(Saved data entries)
- - - -

PR #2434, opened 2016-05-25
Schema publication

sbesson:
See https://trello.com/c/zkbHhnNO/31-schema-release-process and https://github.com/openmicroscopy/bioformats/pull/1985 for an earlier version of this PR

This PR streamlines the XSD schema release workflow as follows:

- unifies the schemas generation under a single root to include both pre and post 2007 schemas including @rleigh-dundee's suggestion in https://github.com/openmicroscopy/bioformats/pull/1985#issuecomment-142570844
- removes deprecated `web-extras` and `Samples` which is managed and released independently under a different location
  
To test this PR

- run ``cd components/specification && ./publish`` and check no error is thrown
- review the diff between the `published` folder generated under specification and the live schemas. The pre-2007 schemas should be added to the the output folder and the relative links should no longer use `../XMLschemas/*`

- - - -

## EXERCISE INSTRUCTIONS
Within the data above, the lines from the one with "- removes deprecated" to the one with "error is thrown" must be repeated exactly; no other line belongs in the answer.

## EXERCISE OUTPUT
- removes deprecated `web-extras` and `Samples` which is managed and released independently under a different location
  
To test this PR

- run ``cd components/specification && ./publish`` and check no error is thrown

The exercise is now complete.